Problem statement:
What follows are records. Restate all of them word for word.

Data for this task:
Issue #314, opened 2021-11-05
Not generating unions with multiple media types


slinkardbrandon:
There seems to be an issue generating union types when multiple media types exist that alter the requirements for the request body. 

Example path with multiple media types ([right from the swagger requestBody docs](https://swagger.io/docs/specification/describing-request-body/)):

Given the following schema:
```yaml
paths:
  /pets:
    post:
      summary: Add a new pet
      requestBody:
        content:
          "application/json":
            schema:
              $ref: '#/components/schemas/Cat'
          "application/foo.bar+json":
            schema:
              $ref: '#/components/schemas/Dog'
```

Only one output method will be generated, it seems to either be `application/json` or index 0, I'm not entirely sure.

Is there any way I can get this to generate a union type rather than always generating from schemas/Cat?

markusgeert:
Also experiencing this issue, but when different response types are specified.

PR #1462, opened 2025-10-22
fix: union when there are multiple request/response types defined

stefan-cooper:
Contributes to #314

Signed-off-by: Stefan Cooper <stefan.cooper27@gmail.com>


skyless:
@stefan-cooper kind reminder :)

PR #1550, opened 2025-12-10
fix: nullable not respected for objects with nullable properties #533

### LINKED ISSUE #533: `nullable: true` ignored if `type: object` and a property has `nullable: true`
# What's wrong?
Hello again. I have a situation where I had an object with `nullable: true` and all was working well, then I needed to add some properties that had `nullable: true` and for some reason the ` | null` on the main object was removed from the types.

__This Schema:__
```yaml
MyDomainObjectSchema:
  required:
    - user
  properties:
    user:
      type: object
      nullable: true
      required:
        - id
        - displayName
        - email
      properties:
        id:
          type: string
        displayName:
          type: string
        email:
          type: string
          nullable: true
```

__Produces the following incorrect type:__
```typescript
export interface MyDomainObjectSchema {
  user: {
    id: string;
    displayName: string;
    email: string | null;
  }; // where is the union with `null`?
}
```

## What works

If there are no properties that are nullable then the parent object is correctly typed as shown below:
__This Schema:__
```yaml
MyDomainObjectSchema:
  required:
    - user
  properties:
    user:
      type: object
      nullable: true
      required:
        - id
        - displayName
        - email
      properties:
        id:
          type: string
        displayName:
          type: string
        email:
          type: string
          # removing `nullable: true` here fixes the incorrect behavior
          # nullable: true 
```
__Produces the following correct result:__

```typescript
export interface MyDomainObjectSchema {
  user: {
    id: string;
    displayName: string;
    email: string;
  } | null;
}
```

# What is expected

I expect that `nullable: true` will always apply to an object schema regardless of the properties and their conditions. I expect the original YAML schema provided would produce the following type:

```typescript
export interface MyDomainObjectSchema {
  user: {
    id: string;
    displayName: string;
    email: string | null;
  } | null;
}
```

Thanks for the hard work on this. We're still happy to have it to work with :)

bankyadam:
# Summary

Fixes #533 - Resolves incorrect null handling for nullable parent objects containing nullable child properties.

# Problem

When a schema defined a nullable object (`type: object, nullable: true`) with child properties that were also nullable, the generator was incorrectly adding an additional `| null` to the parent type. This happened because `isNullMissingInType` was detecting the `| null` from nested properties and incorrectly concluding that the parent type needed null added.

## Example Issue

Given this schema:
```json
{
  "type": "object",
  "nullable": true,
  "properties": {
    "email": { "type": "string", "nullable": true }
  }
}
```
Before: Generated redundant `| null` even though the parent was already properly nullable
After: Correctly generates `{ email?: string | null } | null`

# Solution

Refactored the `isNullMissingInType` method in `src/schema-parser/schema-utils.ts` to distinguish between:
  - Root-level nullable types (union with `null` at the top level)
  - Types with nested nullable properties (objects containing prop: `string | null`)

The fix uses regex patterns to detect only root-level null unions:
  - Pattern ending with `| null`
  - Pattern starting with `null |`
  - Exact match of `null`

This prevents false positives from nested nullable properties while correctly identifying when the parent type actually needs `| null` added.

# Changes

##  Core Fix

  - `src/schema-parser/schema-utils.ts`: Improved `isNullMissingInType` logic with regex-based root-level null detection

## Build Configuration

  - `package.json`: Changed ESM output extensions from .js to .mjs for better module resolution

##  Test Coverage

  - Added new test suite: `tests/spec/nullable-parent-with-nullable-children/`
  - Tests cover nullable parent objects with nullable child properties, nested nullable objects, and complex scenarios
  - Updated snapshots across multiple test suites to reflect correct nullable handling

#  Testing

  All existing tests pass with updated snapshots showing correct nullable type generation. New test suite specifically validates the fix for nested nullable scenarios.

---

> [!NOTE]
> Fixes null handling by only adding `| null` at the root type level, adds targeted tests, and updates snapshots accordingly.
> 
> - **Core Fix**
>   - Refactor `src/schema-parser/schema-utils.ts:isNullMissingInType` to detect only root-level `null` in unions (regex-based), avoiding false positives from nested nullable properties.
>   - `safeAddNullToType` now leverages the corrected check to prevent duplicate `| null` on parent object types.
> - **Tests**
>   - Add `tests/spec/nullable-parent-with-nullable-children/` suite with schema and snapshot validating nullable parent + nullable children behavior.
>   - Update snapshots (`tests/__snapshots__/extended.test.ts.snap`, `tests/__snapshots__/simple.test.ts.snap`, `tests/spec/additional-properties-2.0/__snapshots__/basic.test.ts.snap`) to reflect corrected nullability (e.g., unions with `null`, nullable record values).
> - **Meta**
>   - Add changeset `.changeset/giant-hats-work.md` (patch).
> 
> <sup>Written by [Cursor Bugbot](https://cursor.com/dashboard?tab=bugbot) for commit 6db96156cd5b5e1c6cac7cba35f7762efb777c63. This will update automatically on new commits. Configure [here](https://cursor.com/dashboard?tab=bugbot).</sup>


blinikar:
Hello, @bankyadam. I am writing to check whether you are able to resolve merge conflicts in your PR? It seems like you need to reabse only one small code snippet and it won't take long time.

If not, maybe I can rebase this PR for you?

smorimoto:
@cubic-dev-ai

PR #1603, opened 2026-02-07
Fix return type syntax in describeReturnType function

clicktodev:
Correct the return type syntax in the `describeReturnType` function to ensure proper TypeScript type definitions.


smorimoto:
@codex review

Answer section:
Issue #314, opened 2021-11-05
Not generating unions with multiple media types


slinkardbrandon:
There seems to be an issue generating union types when multiple media types exist that alter the requirements for the request body. 

Example path with multiple media types ([right from the swagger requestBody docs](https://swagger.io/docs/specification/describing-request-body/)):

Given the following schema:
```yaml
paths:
  /pets:
    post:
      summary: Add a new pet
      requestBody:
        content:
          "application/json":
            schema:
              $ref: '#/components/schemas/Cat'
          "application/foo.bar+json":
            schema:
              $ref: '#/components/schemas/Dog'
```

Only one output method will be generated, it seems to either be `application/json` or index 0, I'm not entirely sure.

Is there any way I can get this to generate a union type rather than always generating from schemas/Cat?

markusgeert:
Also experiencing this issue, but when different response types are specified.

PR #1462, opened 2025-10-22
fix: union when there are multiple request/response types defined

stefan-cooper:
Contributes to #314

Signed-off-by: Stefan Cooper <stefan.cooper27@gmail.com>


skyless:
@stefan-cooper kind reminder :)

PR #1550, opened 2025-12-10
fix: nullable not respected for objects with nullable properties #533

### LINKED ISSUE #533: `nullable: true` ignored if `type: object` and a property has `nullable: true`
# What's wrong?
Hello again. I have a situation where I had an object with `nullable: true` and all was working well, then I needed to add some properties that had `nullable: true` and for some reason the ` | null` on the main object was removed from the types.

__This Schema:__
```yaml
MyDomainObjectSchema:
  required:
    - user
  properties:
    user:
      type: object
      nullable: true
      required:
        - id
        - displayName
        - email
      properties:
        id:
          type: string
        displayName:
          type: string
        email:
          type: string
          nullable: true
```

__Produces the following incorrect type:__
```typescript
export interface MyDomainObjectSchema {
  user: {
    id: string;
    displayName: string;
    email: string | null;
  }; // where is the union with `null`?
}
```

## What works

If there are no properties that are nullable then the parent object is correctly typed as shown below:
__This Schema:__
```yaml
MyDomainObjectSchema:
  required:
    - user
  properties:
    user:
      type: object
      nullable: true
      required:
        - id
        - displayName
        - email
      properties:
        id:
          type: string
        displayName:
          type: string
        email:
          type: string
          # removing `nullable: true` here fixes the incorrect behavior
          # nullable: true 
```
__Produces the following correct result:__

```typescript
export interface MyDomainObjectSchema {
  user: {
    id: string;
    displayName: string;
    email: string;
  } | null;
}
```

# What is expected

I expect that `nullable: true` will always apply to an object schema regardless of the properties and their conditions. I expect the original YAML schema provided would produce the following type:

```typescript
export interface MyDomainObjectSchema {
  user: {
    id: string;
    displayName: string;
    email: string | null;
  } | null;
}
```

Thanks for the hard work on this. We're still happy to have it to work with :)

bankyadam:
# Summary

Fixes #533 - Resolves incorrect null handling for nullable parent objects containing nullable child properties.

# Problem

When a schema defined a nullable object (`type: object, nullable: true`) with child properties that were also nullable, the generator was incorrectly adding an additional `| null` to the parent type. This happened because `isNullMissingInType` was detecting the `| null` from nested properties and incorrectly concluding that the parent type needed null added.

## Example Issue

Given this schema:
```json
{
  "type": "object",
  "nullable": true,
  "properties": {
    "email": { "type": "string", "nullable": true }
  }
}
```
Before: Generated redundant `| null` even though the parent was already properly nullable
After: Correctly generates `{ email?: string | null } | null`

# Solution

Refactored the `isNullMissingInType` method in `src/schema-parser/schema-utils.ts` to distinguish between:
  - Root-level nullable types (union with `null` at the top level)
  - Types with nested nullable properties (objects containing prop: `string | null`)

The fix uses regex patterns to detect only root-level null unions:
  - Pattern ending with `| null`
  - Pattern starting with `null |`
  - Exact match of `null`

This prevents false positives from nested nullable properties while correctly identifying when the parent type actually needs `| null` added.

# Changes

##  Core Fix

  - `src/schema-parser/schema-utils.ts`: Improved `isNullMissingInType` logic with regex-based root-level null detection

## Build Configuration

  - `package.json`: Changed ESM output extensions from .js to .mjs for better module resolution

##  Test Coverage

  - Added new test suite: `tests/spec/nullable-parent-with-nullable-children/`
  - Tests cover nullable parent objects with nullable child properties, nested nullable objects, and complex scenarios
  - Updated snapshots across multiple test suites to reflect correct nullable handling

#  Testing

  All existing tests pass with updated snapshots showing correct nullable type generation. New test suite specifically validates the fix for nested nullable scenarios.

---

> [!NOTE]
> Fixes null handling by only adding `| null` at the root type level, adds targeted tests, and updates snapshots accordingly.
> 
> - **Core Fix**
>   - Refactor `src/schema-parser/schema-utils.ts:isNullMissingInType` to detect only root-level `null` in unions (regex-based), avoiding false positives from nested nullable properties.
>   - `safeAddNullToType` now leverages the corrected check to prevent duplicate `| null` on parent object types.
> - **Tests**
>   - Add `tests/spec/nullable-parent-with-nullable-children/` suite with schema and snapshot validating nullable parent + nullable children behavior.
>   - Update snapshots (`tests/__snapshots__/extended.test.ts.snap`, `tests/__snapshots__/simple.test.ts.snap`, `tests/spec/additional-properties-2.0/__snapshots__/basic.test.ts.snap`) to reflect corrected nullability (e.g., unions with `null`, nullable record values).
> - **Meta**
>   - Add changeset `.changeset/giant-hats-work.md` (patch).
> 
> <sup>Written by [Cursor Bugbot](https://cursor.com/dashboard?tab=bugbot) for commit 6db96156cd5b5e1c6cac7cba35f7762efb777c63. This will update automatically on new commits. Configure [here](https://cursor.com/dashboard?tab=bugbot).</sup>


blinikar:
Hello, @bankyadam. I am writing to check whether you are able to resolve merge conflicts in your PR? It seems like you need to reabse only one small code snippet and it won't take long time.

If not, maybe I can rebase this PR for you?

smorimoto:
@cubic-dev-ai

PR #1603, opened 2026-02-07
Fix return type syntax in describeReturnType function

clicktodev:
Correct the return type syntax in the `describeReturnType` function to ensure proper TypeScript type definitions.


smorimoto:
@codex review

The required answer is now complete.